Example answer: “I try to keep PII out of broad analytics marts by default—use surrogate keys and only expose what’s necessary. For access, I rely on role-based controls in the warehouse and BI tool, and I separate restricted schemas. I also document which fields are sensitive and add automated checks to prevent accidental exposure. Depending on the company and states involved, I align with privacy obligations like CCPA/CPRA and internal security policies.”
Common mistake: Treating PII as only a legal issue, not a modeling and access-design issue.
Q: Tell me about a time you migrated a legacy SQL pipeline into dbt. What did you change besides the tool?
Why they ask it: They want to see if you modernize practices—lineage, tests, documentation.
Answer framework: “Lift–Refactor–Harden”: move it, improve it, then add guardrails.
Example answer: “I started by lifting the existing transformations into dbt models with the same outputs so we could validate parity. Then I refactored into layers—staging, intermediate, marts—so logic wasn’t duplicated. Finally, I hardened it with tests, exposures for dashboards, and a CI job that ran on PRs. The biggest change wasn’t dbt itself; it was making changes reviewable and making breakages visible before they hit stakeholders.”
Common mistake: Describing a migration as ‘we rewrote it’ without explaining validation and rollout.
Q: What would you do if your dbt run starts failing every morning after a source schema change?
Why they ask it: They’re testing incident response and resilience.
Answer framework: “Triage–Stabilize–Prevent”: fix today, then stop repeats.
Example answer: “I’d triage which models fail and whether it’s a breaking change or a data issue. To stabilize, I might pin column selection in staging, add a temporary compatibility layer, and communicate impact to downstream users. Then I’d prevent repeats by setting expectations with the upstream team: schema change notifications, contracts, and automated checks—like source tests or schema snapshots.

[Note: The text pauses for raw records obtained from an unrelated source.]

PR #726, opened 2020-03-27
dot/core, lib/blocktree, lib/database: create error definitions

### LINKED ISSUE #305: Error Definitions
If we are going to be using custom error messages for specific packages we need to begin defining them in a meaningful way. For instance, the `p2p` package should have pre-defined error messages that can be referenced and easily understood rather than utilizing `errors.New`. We can then include the meaning of these errors in our godocs through regular comments. 

## Possible Solution

Include custom errors at the top of the file or include a `errors.go` in the package

`// messageErr...`
`const messageErr = errors.New("[P2P:: ] unsupported message type")`

noot:
## Changes
- use defined errors in core, blocktree, database (I just did these ones for now since these are the ones that were doing error comparisons)

## Tests:
```
go test ./... -short
```

### Issues:
partially closes #305

### DIFF
--- a/dot/core/errors.go
+++ b/dot/core/errors.go
@@ -5,21 +5,35 @@ import (
 	"fmt"
 )
 
+// ErrNilBlockState is returned when BlockState is nik
 var ErrNilBlockState = errors.New("cannot have nil BlockState")
+
+// ErrNilStorageState is returned when StorageState is nik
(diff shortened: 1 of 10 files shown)


noot:
@ryanchristo it's go standard to start constant errors with `Err`

and yeah, if the same error is being used in many places it might be nice to have them in common or something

If the org supports it, I’d add CI that detects schema drift before production.”
Common mistake: Treating it as ‘dbt is flaky’ instead of an upstream contract problem.
Q: How do you model subscriptions (upgrades, downgrades, churn) so metrics are consistent?
Why they ask it: Subscription logic is a classic “insider” trap—easy to get subtly wrong.
Answer framework: “State machine + effective dating”: represent changes over time explicitly.
Example answer: “I like an effective-dated subscription table: one row per customer per plan period with start/end timestamps and a status. Upgrades/downgrades become transitions, and churn is an end state with a clear definition (end of paid period vs. cancellation event). Then MRR/ARR is derived from the active state at a point in time, not from raw events. I validate against billing invoices and define edge cases like pauses and refunds upfront.”
Common mistake: Mixing event-level data and period-level revenue in one model and hoping it works out.